Ils s’arrêtent jusqu’à ce que l’autre groupe les ait rejoints.

« Ouf ! Comme je t’aime, ma petite barque ! Ici, on peine comme des esclaves... De quoi parliez-vous ?

– Des qualités nécessaires pour être bon, répond Jésus.

– Et à moi, tu ne les dis pas, Maître ?

– Mais si : ordre, patience, constance, humilité, charité... Je te l’ai souvent dit !

– Pas l’ordre, non. Que vient-il faire ?

– Le désordre n’est jamais une bonne qualité. Je l’ai expliqué à tes compagnons. Ils te le diront. Je l’ai même mis en première place alors que j’ai mis en dernier la charité, car ce sont les deux extrémités d’une droite parfaite. Or tu sais qu’une droite tracée sur un plan n’a ni commencement ni fin. Les deux extrêmes peuvent s’interchanger. Alors que pour une spirale ou un dessin quelconque qui ne se ferme pas sur lui-même, il y a toujours un commencement et une fin. La sainteté est linéaire, simple, parfaite et n’a que deux extrémités, comme la droite.

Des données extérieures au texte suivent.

PR #73, opened 2019-02-05
1.0rc3

vincentsarago:
PR for official version `1.0.0`


nrweir:
Thanks for the heads up @vincentsarago!

mojodna:
Awesome! Thanks for the heads up as well.

marblecutter only uses `utils.linear_rescale` from rio-tiler at the moment, so don't worry about me with the breaking changes.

– C’est facile de faire une droite...

– Tu crois cela ? Tu te trompes. Dans un dessin, même compliqué, un petit défaut peut passer inaperçu, mais dans une droite, on voit tout de suite chaque erreur, qu’elle soit de pente ou d’incertitude. Quand Joseph m’apprenait le métier, il insistait beaucoup pour que les tables soient bien planes et il me disait avec raison : “ Vois-tu, mon fils ? Une légère imperfection dans une décoration ou un travail fait au tour, ça peut encore passer, car un oeil qui n’est pas très habitué, s’il observe un point ne voit pas l’autre. Mais si une planche n’est pas aplanie comme il faut, même pour le travail le plus simple, comme une table de paysan, c’est un travail raté. Ou elle penche, ou elle est boiteuse. Elle n’est plus bonne que pour le feu. ” On peut dire la même chose des âmes. Pour ne plus servir à autre chose qu’au feu de l’enfer, c’est-à-dire pour conquérir le Ciel, il faut être parfait comme une planche rabotée et dressée comme il faut. Celui qui commence son travail spirituel dans le désordre, en commençant par des choses inutiles, en sautant, comme un oiseau inquiet, d’une chose à une autre, n’arrive plus à rien lorsqu’il veut assembler les différentes parties de son ouvrage. Pas d’assemblage possible. Par conséquent l’ordre, l’ordre est indispensable, tout comme la charité. Puis, en gardant fixées entre deux étaux ces deux extrêmes, afin qu’ils ne bougent plus du tout, travailler à tout le reste, ornements ou sculptures. As-tu compris ?

139.5 – J’ai compris. »

Pierre médite en silence sur la leçon qui lui est faite et conclut à l’improviste :

« Alors mon frère est meilleur que moi. Lui, il est vraiment ordonné. Un pas après l’autre, silencieux, calme. Il semble ne pas bouger, alors qu’au contraire... moi, je voudrais faire vite et beaucoup de choses, et je ne fais rien. Qui va m’aider ?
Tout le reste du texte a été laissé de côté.